*** Data for processing

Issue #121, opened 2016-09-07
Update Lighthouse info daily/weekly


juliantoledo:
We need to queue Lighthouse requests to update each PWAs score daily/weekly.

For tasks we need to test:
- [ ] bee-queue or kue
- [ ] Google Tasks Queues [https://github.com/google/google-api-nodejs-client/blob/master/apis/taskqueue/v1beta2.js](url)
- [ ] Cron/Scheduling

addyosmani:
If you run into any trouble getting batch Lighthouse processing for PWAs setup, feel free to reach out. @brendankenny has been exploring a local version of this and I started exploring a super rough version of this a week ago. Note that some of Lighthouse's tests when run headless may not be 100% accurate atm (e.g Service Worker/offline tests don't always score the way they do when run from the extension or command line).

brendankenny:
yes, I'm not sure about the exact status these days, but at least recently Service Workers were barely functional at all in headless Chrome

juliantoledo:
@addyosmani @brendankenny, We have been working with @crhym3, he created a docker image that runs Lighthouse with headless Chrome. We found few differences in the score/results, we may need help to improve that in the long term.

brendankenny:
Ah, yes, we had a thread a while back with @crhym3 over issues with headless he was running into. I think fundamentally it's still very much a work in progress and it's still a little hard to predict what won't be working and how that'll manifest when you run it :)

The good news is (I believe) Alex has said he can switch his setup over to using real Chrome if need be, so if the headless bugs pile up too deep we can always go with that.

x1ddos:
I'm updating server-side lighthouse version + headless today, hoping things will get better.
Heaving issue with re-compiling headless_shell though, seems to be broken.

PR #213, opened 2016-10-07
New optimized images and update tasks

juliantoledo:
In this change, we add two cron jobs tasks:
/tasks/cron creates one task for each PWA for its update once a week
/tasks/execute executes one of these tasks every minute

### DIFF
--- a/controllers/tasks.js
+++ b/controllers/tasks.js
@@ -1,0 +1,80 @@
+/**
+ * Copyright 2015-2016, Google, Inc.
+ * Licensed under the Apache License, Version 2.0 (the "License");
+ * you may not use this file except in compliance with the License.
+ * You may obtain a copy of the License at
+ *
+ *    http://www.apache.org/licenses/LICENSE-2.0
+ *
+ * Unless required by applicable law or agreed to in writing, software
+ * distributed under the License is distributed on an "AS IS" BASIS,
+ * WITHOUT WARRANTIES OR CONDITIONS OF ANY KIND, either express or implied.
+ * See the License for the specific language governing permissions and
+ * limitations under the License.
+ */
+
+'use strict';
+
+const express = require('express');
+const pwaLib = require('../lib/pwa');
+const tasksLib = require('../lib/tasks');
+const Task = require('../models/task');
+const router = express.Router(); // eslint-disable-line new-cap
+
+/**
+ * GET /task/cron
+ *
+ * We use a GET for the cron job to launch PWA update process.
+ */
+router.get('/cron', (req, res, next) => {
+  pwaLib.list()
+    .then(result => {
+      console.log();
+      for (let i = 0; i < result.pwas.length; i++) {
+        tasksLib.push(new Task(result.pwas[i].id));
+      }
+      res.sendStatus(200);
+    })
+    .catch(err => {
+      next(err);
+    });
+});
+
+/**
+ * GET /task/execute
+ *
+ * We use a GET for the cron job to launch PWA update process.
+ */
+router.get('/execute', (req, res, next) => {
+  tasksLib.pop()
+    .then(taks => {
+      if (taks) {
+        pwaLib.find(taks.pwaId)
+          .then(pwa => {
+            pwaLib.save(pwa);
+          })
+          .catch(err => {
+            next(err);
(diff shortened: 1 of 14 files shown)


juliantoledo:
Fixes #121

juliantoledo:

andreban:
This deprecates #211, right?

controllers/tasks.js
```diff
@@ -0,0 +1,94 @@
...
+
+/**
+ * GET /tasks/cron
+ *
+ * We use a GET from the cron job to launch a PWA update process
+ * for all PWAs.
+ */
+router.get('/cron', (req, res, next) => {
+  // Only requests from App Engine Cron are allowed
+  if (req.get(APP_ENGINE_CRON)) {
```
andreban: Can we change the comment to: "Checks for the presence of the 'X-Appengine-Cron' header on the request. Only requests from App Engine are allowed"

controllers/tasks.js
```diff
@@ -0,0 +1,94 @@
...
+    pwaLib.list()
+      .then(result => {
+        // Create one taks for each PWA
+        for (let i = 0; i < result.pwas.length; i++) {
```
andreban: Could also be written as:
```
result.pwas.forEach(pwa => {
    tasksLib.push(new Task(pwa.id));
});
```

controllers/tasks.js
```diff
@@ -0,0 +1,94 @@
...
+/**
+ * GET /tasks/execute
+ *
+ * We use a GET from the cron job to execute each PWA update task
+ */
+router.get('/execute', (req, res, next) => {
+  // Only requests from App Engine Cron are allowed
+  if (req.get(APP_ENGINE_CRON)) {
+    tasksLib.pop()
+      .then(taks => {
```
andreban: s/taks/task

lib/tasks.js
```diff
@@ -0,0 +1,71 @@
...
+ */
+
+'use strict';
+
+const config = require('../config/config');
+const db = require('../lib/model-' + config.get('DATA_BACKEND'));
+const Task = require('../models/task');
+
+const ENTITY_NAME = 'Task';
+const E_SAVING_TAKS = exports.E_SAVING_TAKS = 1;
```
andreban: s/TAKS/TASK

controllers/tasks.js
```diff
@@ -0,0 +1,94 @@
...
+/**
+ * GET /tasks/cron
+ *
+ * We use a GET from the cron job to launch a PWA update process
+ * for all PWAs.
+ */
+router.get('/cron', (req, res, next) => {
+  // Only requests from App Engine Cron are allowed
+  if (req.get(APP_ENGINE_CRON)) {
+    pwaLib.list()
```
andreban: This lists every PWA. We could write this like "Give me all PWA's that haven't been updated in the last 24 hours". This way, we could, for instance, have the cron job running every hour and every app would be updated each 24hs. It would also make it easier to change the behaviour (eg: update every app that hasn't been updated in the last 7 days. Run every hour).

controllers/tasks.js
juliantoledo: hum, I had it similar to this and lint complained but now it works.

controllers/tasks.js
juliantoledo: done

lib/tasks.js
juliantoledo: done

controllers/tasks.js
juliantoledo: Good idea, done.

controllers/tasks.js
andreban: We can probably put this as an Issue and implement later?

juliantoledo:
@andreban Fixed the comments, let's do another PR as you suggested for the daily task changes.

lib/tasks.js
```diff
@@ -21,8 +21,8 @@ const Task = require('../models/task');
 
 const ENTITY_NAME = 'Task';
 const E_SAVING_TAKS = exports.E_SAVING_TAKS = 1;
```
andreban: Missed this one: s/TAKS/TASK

******

What you need to do
Above are some records; copy each line there that contains "running".

Exercise answer
Ah, yes, we had a thread a while back with @crhym3 over issues with headless he was running into. I think fundamentally it's still very much a work in progress and it's still a little hard to predict what won't be working and how that'll manifest when you run it :)
andreban: This lists every PWA. We could write this like "Give me all PWA's that haven't been updated in the last 24 hours". This way, we could, for instance, have the cron job running every hour and every app would be updated each 24hs. It would also make it easier to change the behaviour (eg: update every app that hasn't been updated in the last 7 days. Run every hour).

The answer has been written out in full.